Now, if we consider all businesses in India, by taking a few assumptions, WhatsApp can conservatively make ~$9 billion in revenue!


Whatsapp has changed the way we communicate! Pictures, videos, and even voice messages have taken it beyond being a simple messaging app.

And it’s wildly popular, especially in India. WhatsApp has 2 billion monthly active users (as of 2022)[1] and 20% of those users are from India.

But has WhatsApp made any money for Meta? More importantly, does Meta even have a plan to buildd a successful business out of WhatsApp?

Well, the answer to the latter question is a strong yes. But Meta’s plan to make money from WhatsApp is a line of business you’d have possibly not heard of — WhatsApp for Business i.e. making money from other businesses.

So, in this article, we’ll dig deep to understand WhatsApp for Business and how it will make money for Meta.

WhatsApp’s first business model

WhatsApp was founded as a messaging app in 2009. By 2013, WhatsApp had already become very popular with 200 million+ annual users across the world.

Till then, WhatsApp was entirely free to use. Now, the founders chose the most obvious way of making money from WhatsApp.

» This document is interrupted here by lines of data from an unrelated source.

Issue #118, opened 2026-06-12
Fuzzy cross-source narrator clustering (recall increment on #99 exact-name pass)


parametrization:
## Fuzzy cross-source narrator clustering (recall increment on the exact-name pass)

Follow-up to **#99** (X1 cross-source narrator-identity resolution). #99 collapses
the same narrator across sources by **exact normalized-name** identity — high
precision, but it **under-merges** true variants that survive Arabic
normalization differently (kunya-only forms, nasab/nisba expansions, transliteration
drift, optional "ابن/بن", honorifics). Those land as separate `nar:` nodes for one
real person.

The `src/resolve/quality.py` pairwise precision/recall metric added in #99 is built
to quantify exactly this: the exact-name pass scores high precision but leaves
**recall** on the table. This issue is the recall increment.

### Scope
A fuzzy / blocked clustering pass over canonical narrators (or over mentions
pre-canonicalization) that merges high-confidence name variants of the same person
across sources, on top of — not replacing — the high-precision exact-name pass.
Candidate signals: rapidfuzz token-set ratio within a blocking key, plus the
temporal (death-year) and chain-position context the disambiguator already
computes; optionally consume **#94** (Itqan name-variant → alias data, 217,762
variants) as a variant dictionary to drive merges.

### Acceptance
- Measured precision/recall (via `quality.pairwise_quality`) on a labelled
  multi-source sample shows a **recall gain** over the exact-name-only baseline at
  a stated precision floor.
- Live `neo4j:5`: a known same-person variant pair across ≥2 sources collapses to
  one `Narrator` node.

### Notes / dependencies
- The single identity rule is `identity.make_canonical_id` (da#110) — any merge
  must route through it, never a parallel id scheme.
- **Pipeline ordering**: when this lands alongside `bio_promote`, the
  disambiguate-before-bio_promote ordering invariant (disambiguate overwrites
  `narrators_canonical`, bio_promote merges) is tracked in **#117** — coordinate
  there.
- Consumes variant data from **#94**.

Part of epic #81. Recall increment on #99.

parametrization:
Merged via PR #137 (fuzzy cross-source narrator clustering; over-merge guards: ≥2 shared significant tokens + clique re-partition; runtime precision validation tracked in da#138).

Issue #99, opened 2026-06-12
X1: cross-source narrator-identity resolution (NER + disambiguate + dedup)


parametrization:
**Tier:** T3 (cross-source normalization — "the heart") · **Suggested owner:** Ivana Horvat (ML/NLP)
Part of epic #81. **KEYSTONE — isnad-graph#963 (narrator search).**

## Goal
Run **cross-source narrator-identity resolution** — NER + disambiguate + dedup (`src/resolve/{ner,disambiguate,dedup}.py`) across multiple loaded sources so the same narrator from Sunnah, Sanadset, Itqan, Thaqalayn collapses to **one** `Narrator` node. The resolve code exists but has never run at multi-source scale.

## Acceptance
- [ ] Resolution runs across ≥2 loaded sources; duplicate narrators collapse to a single node.
- [ ] Measured dedup quality (precision/recall on a labelled sample) reported.
- [ ] Loads into local `neo4j:5`; asserts collapsed narrator count < naive union.

## Dependencies
≥2 of **L2 / L6 / N1a** loaded; consumes **#N1c** (Itqan name variants).

parametrization:
Done via #116 (cross-source narrator-identity resolution: bio-less exact-name fallback, shared nar:uuid5 identity, 3-source live-neo4j convergence test incl. Itqan; disambiguate-before-bio_promote ordering locked), merged to deployments/phase-4/wave-3. 2 approvals (Jean-Claude + Ivana), CI 5/5 green. Follow-up da#120 wires bio_promote into run_all.

Issue #94, opened 2026-06-12
N1c: Itqan adapter — name variants (217,762) → identity aliases


parametrization:
**Tier:** T2 (new source — Itqan, PR 3 of 3) · **Suggested owner:** Ivana Horvat (ML/NLP)
Part of epic #81. **Feeds cross-source narrator resolution (#X1).**

## Goal
**Itqan** adapter — **name variants**: 217,762 name variants → narrator-identity aliases feeding the resolve/disambiguation stage so the same narrator across sources collapses to one node.

## Dependency
**#N1a** (Itqan narrators). Directly enables **#X1**.

## Acceptance
- [ ] New `src/acquire/<src>.py` + `src/parse/<src>.py` producing canonical staging Parquet with `sect` + `source_corpus`.
- [ ] `SourceCorpus` enum value added (in `src/models/enums.py`).
- [ ] Parse + acquire-side tests.
- [ ] End-to-end load into a **local `neo4j:5` container** asserting real nodes/edges (local Docker confirmed working).
- [ ] Reachability + licensing note.

## Dependencies
T0-A (source_id scheme), T0-B (conformance gate).

parametrization:
Merged via PR #130 (Itqan name variants→aliases).

PR #137, opened 2026-06-12
feat(resolve): fuzzy cross-source narrator clustering — recall increment on #99 exact pass (#118)

parametrization:
Closes #118. Recall increment on the #99 exact-name cross-source pass.

## Problem
#99 collapses a narrator across sources only on a **byte-exact** normalized-name
match (`make_canonical_id(name_ar_normalized)`) — high precision, but it
under-merges true variants that survive Arabic normalization differently:
nasab/nisba expansion or truncation, kunya-only forms, an optional `ابن`/`بن`,
transliteration drift, honorifics. Those land as separate `nar:` nodes for one
real person — recall left on the table.

## Approach — `src/resolve/fuzzy_cluster.py`
A bio/canonical-level clustering pass (the analogue of `disambiguate`'s rapidfuzz
*mention* stage, but with both sides canonical narrators). It reads the
already-collapsed `narrators_canonical.parquet`, clusters high-confidence name
variants, and merges each cluster into one record. Runs **on top of**, never
replacing, the exact pass.

- **Signals:** rapidfuzz `token_set_ratio` over each record's `name_ar_normalized`
  **plus every `alias`** — the #94 Itqan name-variant feed (217,762 variants) is
  consumed as additional match keys, not just the canonical name. Token-set is
  order-/extra-token-insensitive, so `محمد بن اسماعيل` ↔ `محمد بن اسماعيل البخاري`
  scores high while a genuinely different name does not.
- **Blocking:** token inverted index (only records sharing a significant,
  non-connector name token are ever compared) → near-linear, not O(n²).

## Precision/recall guardrails (against over-merging distinct same-named narrators)
- Conservative **tunable threshold** (`_CLUSTER_RATIO_THRESHOLD = 90`) — the
  precision/recall knob the acceptance criteria call for.
- **Death-year guard:** when both records carry `death_year_ah` and they disagree
  by more than the tolerance, the merge is blocked even on a perfect name match
  (two scholars a century apart are not one person).
- **Gender guard:** two records with explicit, differing `gender` never merge.

## Identity & ordering (no re-architecture)
- Every merge routes through `identity.make_canonical_id` — never a parallel id
  scheme (da#110). The survivor is an existing canonical record, so its id is
  itself a prior `make_canonical_id` output: clustering re-keys nothing.
- Wired into `run_all` **after** `disambiguate → bio_promote` (da#117), as an
  additive step. It is idempotent (re-running on a clustered table is a no-op), so
  the disambiguate-overwrites/bio_promote-merges ordering invariant is untouched.
- When the mentions file is present, the absorbed-id → survivor remap is applied
  to `narrator_mentions_resolved.parquet` so graph NARRATED edges follow the merge
  instead of dangling on a dissolved node (#109).

## Test proof — `tests/test_resolve/test_fuzzy_cluster.py` (10 tests)
- **Recall gain:** `quality.pairwise_quality` recall rises over the exact-name
  baseline (`exact_q.recall < 1.0 < fuzzy_q.recall == 1.0`) at **precision = 1.0**.
- **Aliases (#94):** a variant matched only via an alias key clusters.
- **Precision guards:** conflicting death-year, conflicting gender, and genuinely
  distinct names that share a common token all stay split.
- **Mechanics:** survivor id routes through `make_canonical_id`; provenance
  unioned; absorbed spelling kept as an alias; mention_count summed; idempotency;
  mention remap; empty/missing no-ops.

## Verification
- `pytest tests/test_resolve/` → 152 passed, 3 skipped (pre-existing, semantic model).
- `ruff format --check` + `ruff check` clean; `mypy src/` → no issues (77 files).

## Test Plan (runtime, post-merge)
- **Live `neo4j:5`:** run the resolve pipeline over ≥2 loaded sources; assert a
  known same-person variant pair across sources collapses to one `Narrator` node
  (canonical count drops by the merged count) and its NARRATED edges resolve to
  the surviving node.

Reviewers: @Kavitha Sundaramurthy (primary), @Oyunbileg Batbayar (QA).

### DIFF
--- a/src/resolve/__init__.py
+++ b/src/resolve/__init__.py
@@ -1,12 +1,17 @@
 """Phase 2: Entity Resolution pipeline.
 
 Dependency-aware orchestrator:
-``NER -> disambiguate -> bio_promote -> (dedup + detect_parallels)``.
+``NER -> disambiguate -> bio_promote -> fuzzy_cluster -> (dedup + detect_parallels)``.
 
 Ordering invariants (da#117):
 - ``disambiguate`` OVERWRITES ``narrators_canonical.parquet`` while
   ``bio_promote`` MERGEs into it, so ``bio_promote`` MUST run *after*
   ``disambiguate`` or promoted bio-only narrators get clobbered (da#99).
+- ``fuzzy_cluster`` (da#118) runs *after* both: it clusters cross-source name
+  variants the exact-name pass under-merged, operating on the canonical set
+  those two produce. It re-keys nothing (merges route through
+  ``make_canonical_id``) and is idempotent, so adding it never perturbs the
+  disambiguate→bio_promote invariant above.
 - ``dedup`` (semantic embeddings, degrades to empty without the model) and
   ``detect_parallels`` (deterministic lexical, offline/CI) both write the shared
   ``staging/parallel_links.parquet``. run_all runs both and *composes* their
@@ -241,12 +246,13 @@ def run_all(raw_dir: Path, staging_dir: Path, output_dir: Path) -> dict[str, lis
     """
     logger.info("resolve_pipeline_start")
 
-    from src.resolve import bio_promote, dedup, disambiguate, ner, parallels
+    from src.resolve import bio_promote, dedup, disambiguate, fuzzy_cluster, ner, parallels
 
     results: dict[str, list[Path]] = {
         "ner": [],
         "disambiguate": [],
         "bio_promote": [],
+        "cluster": [],
         "dedup": [],
         "parallels": [],
     }
@@ -314,6 +320,31 @@ def run_all(raw_dir: Path, staging_dir: Path, output_dir: Path) -> dict[str, lis
         )
     except Exception:  # noqa: BLE001
         logger.error("resolve_step_failed", step="bio_promote", traceback=traceback.format_exc())
+
+    # Step 3.5: Fuzzy cross-source clustering (da#118) — recall increment on the
+    # exact-name pass. Merges high-confidence cross-source name variants the
+    # byte-exact collapse left split, operating ON the canonical set the prior two
+    # steps produced. Routes every merge through make_canonical_id and is
+    # idempotent, so it never perturbs the disambiguate→bio_promote ordering. The
+    # mentions file is remapped so graph NARRATED edges follow the merge (#109).
+    try:
+        logger.info("resolve_step", step="cluster", status="running")
+        canonical_path = output_dir / "narrators_canonical.parquet"
+        mentions_path = output_dir / "narrator_mentions_resolved.parquet"
+        cluster_metrics = fuzzy_cluster.cluster_canonical_narrators(
+            canonical_path,
+            mentions_path=mentions_path if mentions_path.exists() else None,
+        )
+        results["cluster"] = [canonical_path] if cluster_metrics.merged_records else []
+        logger.info(
+            "resolve_step",
+            step="cluster",
+            status="complete",
+            merged=cluster_metrics.merged_records,
+            clusters=cluster_metrics.multi_member_clusters,
+        )
+    except Exception:  # noqa: BLE001
+        logger.error("resolve_step_failed", step="cluster", traceback=traceback.format_exc())
 
     # Step 4: Dedup (semantic; degrades to an empty table without the embedding
     # model). Runs independently of NER/disambiguation. Capture its output before
--- a/src/resolve/fuzzy_cluster.py
+++ b/src/resolve/fuzzy_cluster.py
@@ -1,0 +1,510 @@
+"""Fuzzy cross-source narrator clustering — recall increment on the exact-name pass.
+
+The exact-name cross-source collapse (da#99, in ``disambiguate``/``bio_promote``)
+keys every canonical narrator on ``make_canonical_id(name_ar_normalized)``: two
+records merge **only** when their normalized names are byte-identical. That is
+high precision, but it leaves *recall* on the table — the same real person whose
+spelling survives Arabic normalization differently across sources (kunya-only
+forms, nasab/nisba expansion or truncation, an optional ``ابن``/``بن``,
+transliteration drift, honorifics) lands as two separate ``nar:`` nodes.
+
+This module is that recall increment. It runs **on top of** — never replacing —
+the exact-name pass: it reads the already-collapsed ``narrators_canonical.parquet``
+and clusters records that are high-confidence name variants of one person, then
+merges each cluster into a single canonical record. It is the bio/canonical-level
+analogue of the rapidfuzz mention stage in ``disambiguate`` (which matches
+*mentions* to *bios*); here both sides are canonical narrators.
+
+Signals (issue da#118)
+----------------------
+* **rapidfuzz ``token_set_ratio``** over each record's match keys — its
+  ``name_ar_normalized`` **plus** every ``alias`` (the da#94 Itqan name-variant
+  feed): token-set is order- and extra-token-insensitive, so a nasab expansion
+  (``محمد بن اسماعيل`` ↔ ``محمد بن اسماعيل البخاري``) scores high while a genuinely
+  different name does not.
+* **Token blocking** — only records sharing a significant (non-connector) name
+  token are ever compared, keeping the pass near-linear instead of O(n²).
+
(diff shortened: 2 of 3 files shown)


parametrization:
Requestor: Oyunbileg Batbayar
Requestee: Ivana Horvat
RequestOrReplied: Approved

## Update — re-reviewed at ee427a6, both vectors closed, flipping to Approved
Ivana addressed both over-merge vectors inline (option a, `fuzzy_cluster` stays default-on). I re-ran the actual module at the PR head to confirm — not just trusting the new test assertions. Both are genuinely closed and recall is preserved. CI is fully green at ee427a6 (Test, Integration, Lint, Type Check, sync-drift). Runtime real-data precision validation is tracked as da#138. The original blocking detail is retained below as the record.

Blocker 1 (bare single-token subset) — `_can_merge` now requires `_MIN_SHARED_TOKENS = 2` shared significant (non-connector) tokens. Verified `_can_merge(محمد, محمد بن اسماعيل البخاري)` returns False (shares only the one token محمد) and the pair stays split, while a genuine variant sharing the nasab/nisba stem (احمد بن حنبل ↔ احمد بن حنبل الشيباني, 2 shared tokens) still merges — the guard did not cost legitimate recall.

Blocker 2 (transitive bridge) — new `_safe_partition` re-partitions each union-find group into `_can_merge`-cliques, and because membership requires compatibility with *every* existing member of a sub-cluster (the `all(...)` check), no guard-conflicting pair can co-occur in any sub-cluster. I drove the A(d256)–B(bridge, no death)–C(d320) case through all six processing permutations; A and C land in separate clusters in every order (sizes [1,2] each time), so the property is genuinely order-independent, not an artifact of one input order. The death-year/gender guards are now load-bearing across the whole cluster, not just adjacent pairs.

Minor non-blocker (multi-cluster global idempotency via accumulated alias keys) stands as a follow-up note; not gating.

---

_Original review (ChangesRequested at the prior head), retained as the record:_

QA / data-quality secondary review. CI is fully green (Test, Integration, Lint, Type Check, sync-drift all pass), the identity contract is respected (merge routes through `make_canonical_id`), mention remap is correct, idempotency holds for the simple case, and the synthetic-fixture precision caveat is honestly flagged in the PR body. The approach is sound and additive. I am blocking on one data-quality class — over-merge precision — because the pass is wired default-on into `run_all`, so it will run against the real graph, and two foreseeable over-merge vectors are statically identifiable (not "needs real data to observe") yet uncovered by the tests and unguarded by the code.

## Blocker 1 — `token_set_ratio` scores a subset at 100, so a bare common given-name absorbs any fuller name
`token_set_ratio` returns 100 whenever one record's token set is a subset of the other's (its designed behavior). I confirmed against the pinned rapidfuzz that `token_set_ratio("محمد", "محمد بن اسماعيل البخاري")` is 100.0. A canonical record carrying only a bare common given name (محمد / احمد / علي / عبد الله — entirely plausible from truncated or sparse mention-derived records) is a subset of every fuller name sharing that token, so it merges at 100. The two pairwise guards do not save this case — sparse bare-name records are exactly the ones with no `death_year_ah` and no explicit `gender`, so `_death_years_conflict` and `_genders_conflict` both return False and the only gate left is the name score, which is 100. `test_distinct_names_do_not_cluster` does NOT exercise this — سفيان الثوري vs سفيان بن عيينة each have a distinct non-shared token (neither is a subset of the other → 84.4, below threshold), so the test passes while the dominant Arabic over-merge mode goes untested.

## Blocker 2 — transitive union through a sparse bridge bypasses the pairwise guards entirely
Clustering is union-find (transitive), but `_can_merge` is evaluated per pair. A sparse bridge record B that is a subset of two well-attested but distinct narrators A and C unions all three even when the A–C pair is independently rejected. I confirmed empirically — for A=محمد بن اسماعيل البخاري, B=محمد بن اسماعيل, C=محمد بن اسماعيل الكوفي, the A–C edge is 84.4 (rejected, and would also hit a death-year guard if both carried years), but A–B is 100 and B–C is 100, so A and C land in one cluster through B. The death-year/gender guards give false confidence here — they fire on the A–C pair, but that pair never drives the union, and union-find never un-unions. So two distinct narrators with conflicting death years CAN be merged through a bridge, which is precisely the identity-corruption the guards are advertised to prevent. No test covers a 3-record transitive bridge with conflicting endpoints.

## Why this blocks rather than defers to the post-merge runtime Test Plan
The live-neo4j variant-pair-collapse check is the right runtime gate for recall, and I am fine deferring recall validation. But over-merge is identity corruption (two real people collapse to one `Narrator` node), it is hard to detect after the fact, and the synthetic precision=1.0 result actively masks both vectors above — the fixtures contain no bare-common-name subset and no transitive bridge. With the owner's data-first priority, real data must be correct, not merely present, before this feeds the production graph.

They allowed users to use the app for free for a year. After which, the users would be charged a tiny fee of $1 every year to continue using the app.

Now, at its peak (2016), WhatsApp touched 1 billion annual users[2]. This would mean they could make $1 billion in revenue through this subscription model!

Of course, a huge number of users would have possibly shifted to a free alternative like Telegram and the actual revenue would have been much lesser.

In reality though, this is what happened. Meta (or Facebook, back then) acquired WhatsApp in 2014 and in 2016, they announced that the $1 fee was permanently removed[3].

Facebook said that it wanted to generate revenue from WhatsApp in a more “meaningful” way in the future.

Making money from businesses: The more “meaningful” way

Traditionally, businesses have communicated with their potential and existing customers using telephone calls, emails, and text messages.

Enter WhatsApp with its reach of 2 billion users, and ease of use. Imagine if these businesses start using WhatsApp to communicate with their customers.

Businesses would reach users on their preferred channel where people spend most of their time. Plus, the conversations don’t have to be text-only, and these parties can easily exchange pictures & videos making the conversation more engaging.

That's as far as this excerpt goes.